■ How to complete this task ■
Starting at the first line and ending at the last, reproduce the records below exactly.

*** Opening Given entries ***

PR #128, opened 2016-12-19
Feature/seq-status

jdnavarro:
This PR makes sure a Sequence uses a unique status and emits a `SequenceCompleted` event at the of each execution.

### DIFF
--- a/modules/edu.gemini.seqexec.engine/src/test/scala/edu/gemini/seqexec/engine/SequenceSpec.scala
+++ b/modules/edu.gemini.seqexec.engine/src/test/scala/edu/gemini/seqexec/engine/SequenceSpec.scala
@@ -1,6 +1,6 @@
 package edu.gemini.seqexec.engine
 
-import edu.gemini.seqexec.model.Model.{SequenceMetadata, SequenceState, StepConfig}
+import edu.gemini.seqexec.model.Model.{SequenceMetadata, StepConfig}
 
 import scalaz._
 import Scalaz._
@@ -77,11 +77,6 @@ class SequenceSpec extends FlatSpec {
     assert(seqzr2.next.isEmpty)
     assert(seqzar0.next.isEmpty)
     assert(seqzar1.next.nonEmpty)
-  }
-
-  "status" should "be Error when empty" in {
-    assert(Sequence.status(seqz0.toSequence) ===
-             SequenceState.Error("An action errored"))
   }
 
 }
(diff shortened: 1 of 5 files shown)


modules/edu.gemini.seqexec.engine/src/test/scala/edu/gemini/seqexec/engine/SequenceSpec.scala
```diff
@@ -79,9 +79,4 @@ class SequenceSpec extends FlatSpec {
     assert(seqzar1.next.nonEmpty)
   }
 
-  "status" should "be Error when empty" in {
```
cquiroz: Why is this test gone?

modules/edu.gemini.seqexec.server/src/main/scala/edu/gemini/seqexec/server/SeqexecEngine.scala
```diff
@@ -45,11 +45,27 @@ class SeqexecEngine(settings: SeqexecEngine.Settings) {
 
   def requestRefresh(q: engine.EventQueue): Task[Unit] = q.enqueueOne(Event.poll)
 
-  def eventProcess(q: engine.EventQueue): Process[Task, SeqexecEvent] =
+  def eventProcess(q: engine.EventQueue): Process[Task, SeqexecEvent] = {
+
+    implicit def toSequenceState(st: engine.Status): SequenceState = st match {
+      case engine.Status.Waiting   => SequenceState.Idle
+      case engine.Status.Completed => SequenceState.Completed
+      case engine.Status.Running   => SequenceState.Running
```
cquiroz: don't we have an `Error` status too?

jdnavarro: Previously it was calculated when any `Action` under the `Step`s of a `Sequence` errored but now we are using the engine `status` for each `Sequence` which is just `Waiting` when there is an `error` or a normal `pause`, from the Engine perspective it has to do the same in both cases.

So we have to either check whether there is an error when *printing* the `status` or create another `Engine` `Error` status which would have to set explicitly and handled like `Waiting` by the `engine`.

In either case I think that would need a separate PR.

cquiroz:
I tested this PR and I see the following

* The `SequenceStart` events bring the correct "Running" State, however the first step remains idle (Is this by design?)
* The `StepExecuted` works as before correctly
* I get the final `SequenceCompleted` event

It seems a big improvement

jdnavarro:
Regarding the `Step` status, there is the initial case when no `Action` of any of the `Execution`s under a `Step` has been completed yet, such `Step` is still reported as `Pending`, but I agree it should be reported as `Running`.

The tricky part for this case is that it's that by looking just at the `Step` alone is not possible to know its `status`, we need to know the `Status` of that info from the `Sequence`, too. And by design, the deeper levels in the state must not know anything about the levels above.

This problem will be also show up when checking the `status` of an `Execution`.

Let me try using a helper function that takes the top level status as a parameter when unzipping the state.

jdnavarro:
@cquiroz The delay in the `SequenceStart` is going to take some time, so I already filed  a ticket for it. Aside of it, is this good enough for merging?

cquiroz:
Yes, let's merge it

*** Closing Given entries ***

■ Response to this exercise ■
PR #128, opened 2016-12-19
Feature/seq-status

jdnavarro:
This PR makes sure a Sequence uses a unique status and emits a `SequenceCompleted` event at the of each execution.

### DIFF
--- a/modules/edu.gemini.seqexec.engine/src/test/scala/edu/gemini/seqexec/engine/SequenceSpec.scala
+++ b/modules/edu.gemini.seqexec.engine/src/test/scala/edu/gemini/seqexec/engine/SequenceSpec.scala
@@ -1,6 +1,6 @@
 package edu.gemini.seqexec.engine
 
-import edu.gemini.seqexec.model.Model.{SequenceMetadata, SequenceState, StepConfig}
+import edu.gemini.seqexec.model.Model.{SequenceMetadata, StepConfig}
 
 import scalaz._
 import Scalaz._
@@ -77,11 +77,6 @@ class SequenceSpec extends FlatSpec {
     assert(seqzr2.next.isEmpty)
     assert(seqzar0.next.isEmpty)
     assert(seqzar1.next.nonEmpty)
-  }
-
-  "status" should "be Error when empty" in {
-    assert(Sequence.status(seqz0.toSequence) ===
-             SequenceState.Error("An action errored"))
   }
 
 }
(diff shortened: 1 of 5 files shown)


modules/edu.gemini.seqexec.engine/src/test/scala/edu/gemini/seqexec/engine/SequenceSpec.scala
```diff
@@ -79,9 +79,4 @@ class SequenceSpec extends FlatSpec {
     assert(seqzar1.next.nonEmpty)
   }
 
-  "status" should "be Error when empty" in {
```
cquiroz: Why is this test gone?

modules/edu.gemini.seqexec.server/src/main/scala/edu/gemini/seqexec/server/SeqexecEngine.scala
```diff
@@ -45,11 +45,27 @@ class SeqexecEngine(settings: SeqexecEngine.Settings) {
 
   def requestRefresh(q: engine.EventQueue): Task[Unit] = q.enqueueOne(Event.poll)
 
-  def eventProcess(q: engine.EventQueue): Process[Task, SeqexecEvent] =
+  def eventProcess(q: engine.EventQueue): Process[Task, SeqexecEvent] = {
+
+    implicit def toSequenceState(st: engine.Status): SequenceState = st match {
+      case engine.Status.Waiting   => SequenceState.Idle
+      case engine.Status.Completed => SequenceState.Completed
+      case engine.Status.Running   => SequenceState.Running
```
cquiroz: don't we have an `Error` status too?

jdnavarro: Previously it was calculated when any `Action` under the `Step`s of a `Sequence` errored but now we are using the engine `status` for each `Sequence` which is just `Waiting` when there is an `error` or a normal `pause`, from the Engine perspective it has to do the same in both cases.

So we have to either check whether there is an error when *printing* the `status` or create another `Engine` `Error` status which would have to set explicitly and handled like `Waiting` by the `engine`.

In either case I think that would need a separate PR.

cquiroz:
I tested this PR and I see the following

* The `SequenceStart` events bring the correct "Running" State, however the first step remains idle (Is this by design?)
* The `StepExecuted` works as before correctly
* I get the final `SequenceCompleted` event

It seems a big improvement

jdnavarro:
Regarding the `Step` status, there is the initial case when no `Action` of any of the `Execution`s under a `Step` has been completed yet, such `Step` is still reported as `Pending`, but I agree it should be reported as `Running`.

The tricky part for this case is that it's that by looking just at the `Step` alone is not possible to know its `status`, we need to know the `Status` of that info from the `Sequence`, too. And by design, the deeper levels in the state must not know anything about the levels above.

This problem will be also show up when checking the `status` of an `Execution`.

Let me try using a helper function that takes the top level status as a parameter when unzipping the state.

jdnavarro:
@cquiroz The delay in the `SequenceStart` is going to take some time, so I already filed  a ticket for it. Aside of it, is this good enough for merging?

cquiroz:
Yes, let's merge it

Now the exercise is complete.